Work through the records that follow and return each line containing the word "updated".

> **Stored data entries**
<<<<

PR #866, opened 2025-07-13
Fix Windows cross-compilation

RossSmyth:
## Motivation

Basically all non-trivial (and trivial) crates, when cross-compiled for Windows, requires pthreads. Nixpkgs and naersk have fixes for this. Here's one for Crane.

## Checklist

- [x] updated `CHANGELOG.md`


ipetkov:
Thanks for the PR @RossSmyth! I pushed some minor fixes but otherwise LGTM

PR #872, opened 2025-07-21
Add faq page about aws-lc-sys cross compilation

### LINKED ISSUE #870: Cross compiling aws-lc-sys for windows using mingw
Hi, I've been spending a significant amount of time trying to cross-compile rustls, more specifically `aws-lc-sys` with mingw for windows.

I had a special situation, because I had `aws-lc-sys` in both `dependencies` *and* `build-dependencies`. This causes issues when cross compiling, as either the build-builder or the target-builder picks up the wrong C compiler and fails with very misleading errors. One of those mentions an old gcc bug from years ago, which has long been fixed. It happens, because it tries to compile a linux test binary using the mingw compiler, then fails to execute it.

Anyways, I found fixes for these issues. They only work with up to date versions of crane and aws-lc-sys as of time of posting!!! (For anyone stumbling upon this)

When using the windows cross compilation template from the docs,
the build failures can be fixed by putting this into the `craneLib.buildPackage` options:

```nix
let buildPlatformSuffix = pkgs.lib.strings.toLower pkgs.pkgsBuildHost.stdenv.hostPlatform.rust.cargoEnvVarTarget;
in {
    CARGO_BUILD_TARGET = "x86_64-pc-windows-gnu";

    # fixes issues with aws-lc-sys
    AWS_LC_SYS_PREBUILT_NASM = 0; # just assemble it instead of using the prebuilt objects
    CFLAGS = "-Wno-stringop-overflow -Wno-array-bounds -Wno-restrict"; # ignore some warnings that pop up when cross compiling
    "CC_${buildPlatformSuffix}" = "cc";
    "CXX_${buildPlatformSuffix}" = "cc";
};
```

I create a repo with all the files necessary for reference: https://github.com/vypxl/nix-rust-windows

## Purpose of this issue

I want to share my work on this, so that others don't need to repeat it.

Maybe this could be integrated into the docs, or even baked into the nix code to allow frictionless cross compilation, as lots of projects use aws-lc-sys.

I'd be happy to do the integration part, I'd just need some pointers.

vypxl:
## Motivation

Addition of FAQ page as discussed in #870
Resolves #870

## Checklist
- [ ] updated `CHANGELOG.md`

### DIFF
--- a/docs/SUMMARY.md
+++ b/docs/SUMMARY.md
@@ -48,6 +48,7 @@
   * [A git dependency fails to find a file by a relative path](./faq/git-dep-cannot-find-relative-path.md)
   * [Controlling whether or not hooks run during `buildDepsOnly`](./faq/control-when-hooks-run.md)
   * [Missing files during `checks` when filtering with filesets](./faq/missing-files-during-checks.md)
+  * [I want to cross compile aws-lc-sys to windows using mingw](./faq/cross-compiling-aws-lc-sys.md)
 ---
 * [Advanced Techniques](./advanced/advanced.md)
   * [Overriding function behavior](./advanced/overriding-function-behavior.md)
--- a/docs/faq/cross-compiling-aws-lc-sys.md
+++ b/docs/faq/cross-compiling-aws-lc-sys.md
@@ -1,0 +1,148 @@
+## I want to cross compile aws-lc-sys to windows using mingw
+
+In its C compilation process `aws-lc-sys` tries to compile small test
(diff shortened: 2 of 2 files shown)


vypxl:
Should I also add a test for this?

ipetkov:
I think this is fine as is! Adding a test means having to keep up with implementation details of aws-lc-sys and since I neither use it myself, nor do I cross compile it for windows I'm not sure I want to maintain such a test. Though happy to review docs updates if the suggested solution ever breaks!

>>>>

> **Result of the task**
- [x] updated `CHANGELOG.md`
- [ ] updated `CHANGELOG.md`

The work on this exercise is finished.